Constantemente, por ejemplo, se vincula a los huracanes con el calentamiento global. Pero sólo tres huracanes de alta intensidad (es decir, de categoría 3 o superior) han asolado en Estados Unidos continental en los últimos 13 años, la cifra más baja desde al menos, 1900. En su evaluación más reciente, el IPCC -utilizando el término "ciclón" para huracán- señaló que no ha habido "tendencias significativas en la frecuencia de los ciclones tropicales a lo largo de siglo pasado". Y el equipo de modelado de huracanes de la NASA concluyó que "el registro histórico de frecuencia de huracanes en el Atlántico no lanza una evidencia sustancial de un aumento de largo plazo inducido por gases de efecto invernadero".

 

Una parte de la comunidad científica considera que el calentamiento global hará que, con el tiempo, los huracanes sean más intensos, pero menos frecuentes. Algunos dicen justamente lo contrario: ya que este tipo de fenómeno se genera debido, principalmente, a la diferencia de temperatura entre la tierra y el mar de manera que si un hipotético calentamiento equilibra estas diferencias este fenómeno disminuiría de frecuencia y también de intensidad. En todo caso, lo verdaderamente relevante, como se destaca desde la American Entrepreneur Association, es que la mayor prosperidad ayuda a poder afrontar con más solvencia y resistencia estos fenómenos en el futuro.
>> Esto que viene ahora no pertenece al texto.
PR #135, opened 2020-03-27
Improve configure

tuliom:
Recent changes to libdfp added new functions that weren't being correctly tested at configure time.

### DIFF
--- a/configure.ac
+++ b/configure.ac
@@ -522,28 +522,30 @@ AC_CHECK_FUNCS([floor gettimeofday memset nl_langinfo setlocale sqrt strchr strt
 gcc_min=4
 gcc_min_minor=6
 gcc_extra=""
-glibc_ver="2.10"
+glibc_min=2
+glibc_min_minor=10
 if test "$host_machine" == powerpc64le || test "$base_machine" == i386 || test "$host_machine" == x86_64; then
   gcc_min=6
   gcc_min_minor=2
-  gcc_extra="#if __GLIBC__ < 2 && __GLIBC_MINOR < 26
-             #error GLIBC 2.26 or newer required for this host
-             #endif"
-  glibc_ver="2.26"
+  glibc_min=2
+  glibc_min_minor=26
 fi
 
-# Copy the glibc check for GCC minimum version:
+# Based on the glibc check for GCC minimum version.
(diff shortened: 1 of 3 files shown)


configure.ac
```diff
@@ -518,32 +518,42 @@ AC_TYPE_INT64_T
...
 
+# For _Float128 targets, we require yet newer glibc (2.26) and gcc (6.2)
+AS_IF([test "$host_machine" == powerpc64le || test "$base_machine" == i386 || test "$host_machine" == x86_64],[
+AC_CACHE_CHECK([if compiler/libraries support _Float128], libc_cv_float128_ok, [
+AC_TRY_COMPILE([#define __STDC_WANT_IEC_60559_TYPES_EXT__
+#include <math.h>], [
+_Float128
+foo(_Float128 a)
+{
+  return sinf128(a);
```
pmur: I don't agree this change improves the configury.  This probably fails on GCC 6.2 unless CFLAGS contains -mfloat128.  The build system takes care of that dependency.  We are testing for _Float128 and strfromf128 and strtof128 support in the C Library.  Note, there was a bug fixed by ef3942dd19699aeb4e3f666e4613548d905c7fc6 which failed to check ppc64le properly.

tuliom: > We are testing for _Float128 and strfromf128 and strtof128 support in the C Library.

I don't see anything like that at configure.ac.  What am I missing?
I see a code checking for the glibc version using `gcc_extra`, but it doesn't work because it does not include `features.h`.

>  This probably fails on GCC 6.2 unless CFLAGS contains -mfloat128.

Indeed.  I can fix that if you agree that testing for the feature is better than testing for the version.

pmur: features.h is more direct, using that directly is ok. My original line of thinking is that stdio.h must include it enable feature dependent macros (e.g str{to,from}f128) without having to drive GCC with arch specific options. 

Likewise, I'd prefer to check glibc/gcc version directly than indirectly test features which may require arch specific options.  The configure file is getting too complex.

tuliom: OK.  Let me change the patch.

tuliom:
@pmur I've made the modifications you suggested.

pmur:
Thanks, LGTM

PR #138, opened 2020-05-12
Relax submachine tests to support any power* CPU

pmur:
This reduces a bit of deprecated noise from sysdeps by removing the nofpu and fpu directories.  It is assumed all supported targets have hard-fp.  I haven't tested or tried soft-fp, ever, in 5 years.

This fully decouples and effectively deprecates --with-cpu.  It can optionally supply a CPU compiler option if none is passed via env, and similarly it can be used to disable hardware dfp if "no" is passed.

Notably, I have left the Z test alone.  It coerces a compiler into supporting hard-dfp if the `-mzarch` happens to be the minimal number of options to enable hardware dfp.  I think all modern compilers do this anyways.  It would be nice to defer to a single test, but I don't think this obstructs more generic submachine usage.


pmur:
@tuliom The title is wrong here now.  This will work for any CPU irrespective of name  assuming consistent GCC intrinsics (as both BID and DPD do today).

configure
```diff
@@ -5333,13 +5263,29 @@ EOF
...
+    *extendddtd*)
+      with_dfp=no
+      ;;
+    *)
+      with_dfp=yes
+      ;;
+  esac
+fi
+
 if test -n "$submachine"; then
```
rzinsly, line 5289: Will this ever be not null?

pmur: No, with hindsight, it should be set by --with-cpu to preserve the old behavior of setting -mcpu/-march.  Thanks.

PR #141, opened 2020-07-07
Use python3 when running bare scripts

pmur:
The Makefile will explicitly invoke the detected python interpreter,
however these scripts should use python3 if run directly by a
developer.


pmur:
It isn't strictly needed, but it is a cleanup.  Sometimes it is handy to run the scripts in isolation when debugging.

PR #145, opened 2020-07-24
Fix .pc permissions

frediz:
pkg config files are installed with executable rights which shouldn't
be.


pmur:
@frediz can you add a signoff? Otherwise, LGTM.

frediz:
Should be better. Thanks.

PR #153, opened 2020-09-01
Enable travis CI for libdfp.

stliibm:
According to https://travis-ci.com/plans, travis-CI is "Free for open source".
Thus this implements a small .travis.yml file which adds builds for amd64, ppc64le
and s390x. The latter two also have a version for software dfp.

### DIFF
--- a/.travis.yml
+++ b/.travis.yml
@@ -1,0 +1,37 @@
+dist: focal
+language: c
+
+matrix:
+  include:
+    - name: "linux-amd64-gcc"
+      os: linux
+      arch: amd64
+      compiler: gcc
+      env: CFLAGS="-O2"
+    - name: "linux-ppc64le-gcc"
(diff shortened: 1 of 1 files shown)


pmur:
I think this looks OK.  Can it support running i386 or s390 tests too? Slightly related, but are there any opinions on deprecate the <64b targets?

stliibm:
I've force pushed the commit. Is there a better way to update the commit-message?
Unfortunately there are only those archs:
https://config.travis-ci.com/ref/arch
- amd64
- arm64
- ppc64le
- s390x
Thus I think I have to keep my local s390(31bit) test.

tuliom:
maybe, we could use the same infrastructure and cross compile for the other architectures.
It wouldn't be able to run the tests, but it could at least spot some build issues before patches are merged.

PR #154, opened 2020-09-02
Add TS18661-2 strfromdN

pmur:
This is a creative wrapper around the libdfp printf hook.

Fortunately, the behavior is a restricted subset of the
printf family of IO, thus keeping life simple.  The only
gotcha is that using memory files requires dynamic allocation
which could fail.

test-printf is enhanced to test the strfromd* variants under
nominal circumstances (i.e valid format and unlimited buffer).

test-strfrom is added to capture some more exotic usage of
strfrom.  That is, length computations and bogus format
strings.

Likewise, fix bug in scaffold.c which uses the wrong array
size to buffer. CHAR_MAX is both misleading, and too small
on systems where it is signed for the existing test cases.

Signed-off-by: Paul E. Murphy <murphyp@linux.vnet.ibm.com>


stdlib/strfromd32.c
```diff
@@ -0,0 +1,90 @@
...
+
+  /* TODO: this is probably better than crashing.  The standard isn't so clear
+     about this.  */
+  if (!f)
+    {
+    /* errno set by fmemopen.  */
+    return 0;
+    }
+
+  info.user = sizeof (fp) == 4 ? mod_H : (sizeof (fp) == 8 ? mod_D : mod_DD);
```
pmur, line 58: This may not work correctly if glibc registration fails, or a static library user does not run the onetime setup.  Possible workaround is to statically assign unique 2^n values for mod_{H,D,DD} in case registration fails or is not used.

En el pasado, de hecho, la humanidad ha hecho frente a cambios en el clima y las condiciones generales en el planeta mucho más dramáticas que las que proyecta Naciones Unidas sin tantos recursos.

 

Desde el punto de vista económico, según también el IPCC, su impacto general para la década de 2070 equivaldrá a una pérdida de ingreso de entre un 0,2 y un 2%. Se trata de un impacto que ni mucho menos es el fin de mundo, es el equivalente a una recesión económica no especialmente fuerte, y que si hacemos las cosas bien y seguimos apostando por las recetas que favorecen el crecimiento y el bienestar de las sociedades, tendrá lugar en una sociedad más próspera y capitalizada que la nuestra. Un crecimiento capitalista que, además, si los derechos de propiedad están bien asignados y la actividad económica se desarrolla en un entorno de precios de mercado, es también la mejor forma de utilizar los recursos disponibles y, por tanto, la mejor manera de asegurar la sostenibilidad medioambiental.

 

El riesgo es que un temor desmedido nos lleve por un camino equivocado para enfrentar el cambio climático. Preocupados, los activistas quieren que el mundo abandone los combustibles fósiles cuanto antes. Pero esto significaría ralentizar el crecimiento que ha sacado a miles de millones de la pobreza y ha transformado el planeta. Es por ello por lo que el clima y el planeta no necesitan alarmismo ni populismo sino todo lo contrario, sentido común y buena economía.